All that should come back is the lines of the data below from the one containing "TalNos: removed the" to the one containing "PR #35059, opened 2024-06-25", inclusive, exactly as they stand.
=-=-=-=-=
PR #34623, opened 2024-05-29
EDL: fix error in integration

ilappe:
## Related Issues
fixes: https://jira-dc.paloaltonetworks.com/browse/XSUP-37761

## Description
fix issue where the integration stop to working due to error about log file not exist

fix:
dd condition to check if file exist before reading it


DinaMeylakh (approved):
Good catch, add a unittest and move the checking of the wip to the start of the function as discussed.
=-=-=-=-=
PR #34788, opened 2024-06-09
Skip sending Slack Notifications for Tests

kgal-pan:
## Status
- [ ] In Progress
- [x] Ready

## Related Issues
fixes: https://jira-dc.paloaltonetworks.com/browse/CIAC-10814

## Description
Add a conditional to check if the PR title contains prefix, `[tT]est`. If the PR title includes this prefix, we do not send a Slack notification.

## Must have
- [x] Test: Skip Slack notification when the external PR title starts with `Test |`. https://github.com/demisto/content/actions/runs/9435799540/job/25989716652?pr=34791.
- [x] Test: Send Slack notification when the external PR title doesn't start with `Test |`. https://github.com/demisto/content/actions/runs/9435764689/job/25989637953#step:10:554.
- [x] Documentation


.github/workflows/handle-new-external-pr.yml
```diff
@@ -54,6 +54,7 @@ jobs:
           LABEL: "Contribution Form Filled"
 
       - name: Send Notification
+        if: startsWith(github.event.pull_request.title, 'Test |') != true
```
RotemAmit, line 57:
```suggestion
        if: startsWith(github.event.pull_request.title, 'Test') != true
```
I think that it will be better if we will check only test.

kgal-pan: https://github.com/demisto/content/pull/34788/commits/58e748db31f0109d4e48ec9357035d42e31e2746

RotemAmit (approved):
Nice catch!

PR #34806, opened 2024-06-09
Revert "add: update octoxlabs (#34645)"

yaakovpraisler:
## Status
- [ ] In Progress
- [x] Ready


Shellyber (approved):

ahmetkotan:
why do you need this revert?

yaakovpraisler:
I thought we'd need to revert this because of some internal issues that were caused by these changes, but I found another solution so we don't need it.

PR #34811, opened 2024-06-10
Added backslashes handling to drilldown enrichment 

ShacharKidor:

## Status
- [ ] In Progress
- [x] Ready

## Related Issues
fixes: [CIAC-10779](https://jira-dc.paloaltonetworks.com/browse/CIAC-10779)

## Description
=-=-=-=-=
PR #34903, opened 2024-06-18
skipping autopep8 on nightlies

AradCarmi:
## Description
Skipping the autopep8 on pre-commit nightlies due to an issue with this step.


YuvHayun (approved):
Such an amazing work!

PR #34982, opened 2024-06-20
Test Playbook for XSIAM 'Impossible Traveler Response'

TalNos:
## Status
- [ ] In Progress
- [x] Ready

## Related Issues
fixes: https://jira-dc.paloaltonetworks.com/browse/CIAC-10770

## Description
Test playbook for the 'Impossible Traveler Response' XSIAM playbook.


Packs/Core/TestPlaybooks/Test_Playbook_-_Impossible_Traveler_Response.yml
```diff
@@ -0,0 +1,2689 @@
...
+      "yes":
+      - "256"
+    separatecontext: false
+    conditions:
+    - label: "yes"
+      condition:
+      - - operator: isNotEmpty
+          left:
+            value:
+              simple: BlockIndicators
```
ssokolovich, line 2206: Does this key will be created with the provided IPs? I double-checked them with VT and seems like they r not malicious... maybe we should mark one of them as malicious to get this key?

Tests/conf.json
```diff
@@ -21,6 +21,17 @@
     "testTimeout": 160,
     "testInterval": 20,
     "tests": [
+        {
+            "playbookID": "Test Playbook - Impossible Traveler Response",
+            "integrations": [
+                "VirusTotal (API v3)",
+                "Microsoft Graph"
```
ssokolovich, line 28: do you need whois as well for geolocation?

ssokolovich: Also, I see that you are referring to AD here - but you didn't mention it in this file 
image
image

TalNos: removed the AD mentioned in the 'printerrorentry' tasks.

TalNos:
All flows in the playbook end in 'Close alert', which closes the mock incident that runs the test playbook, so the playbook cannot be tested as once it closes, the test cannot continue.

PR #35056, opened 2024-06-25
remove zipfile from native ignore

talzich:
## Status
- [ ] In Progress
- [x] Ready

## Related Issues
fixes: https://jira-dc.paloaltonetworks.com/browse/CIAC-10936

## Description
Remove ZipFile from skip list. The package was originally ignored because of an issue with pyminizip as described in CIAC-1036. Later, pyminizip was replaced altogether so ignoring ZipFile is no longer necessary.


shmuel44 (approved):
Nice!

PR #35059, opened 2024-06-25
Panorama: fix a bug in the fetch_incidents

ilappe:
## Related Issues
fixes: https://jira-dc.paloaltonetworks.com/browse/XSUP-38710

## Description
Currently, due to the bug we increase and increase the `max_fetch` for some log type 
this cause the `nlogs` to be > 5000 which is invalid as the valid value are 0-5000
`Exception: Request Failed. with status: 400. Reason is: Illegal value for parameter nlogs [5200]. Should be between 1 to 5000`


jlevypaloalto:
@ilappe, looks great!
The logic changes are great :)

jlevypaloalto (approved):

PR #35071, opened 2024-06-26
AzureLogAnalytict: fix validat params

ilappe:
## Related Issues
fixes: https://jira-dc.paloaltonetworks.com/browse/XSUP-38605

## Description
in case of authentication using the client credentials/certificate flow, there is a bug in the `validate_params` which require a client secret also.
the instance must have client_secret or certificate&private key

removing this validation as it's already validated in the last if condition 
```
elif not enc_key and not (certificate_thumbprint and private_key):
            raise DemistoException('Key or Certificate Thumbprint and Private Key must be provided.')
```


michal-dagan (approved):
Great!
=-=-=-=-=
■ **SOLUTION**:
TalNos: removed the AD mentioned in the 'printerrorentry' tasks.

TalNos:
All flows in the playbook end in 'Close alert', which closes the mock incident that runs the test playbook, so the playbook cannot be tested as once it closes, the test cannot continue.

PR #35056, opened 2024-06-25
remove zipfile from native ignore

talzich:
## Status
- [ ] In Progress
- [x] Ready

## Related Issues
fixes: https://jira-dc.paloaltonetworks.com/browse/CIAC-10936

## Description
Remove ZipFile from skip list. The package was originally ignored because of an issue with pyminizip as described in CIAC-1036. Later, pyminizip was replaced altogether so ignoring ZipFile is no longer necessary.


shmuel44 (approved):
Nice!

PR #35059, opened 2024-06-25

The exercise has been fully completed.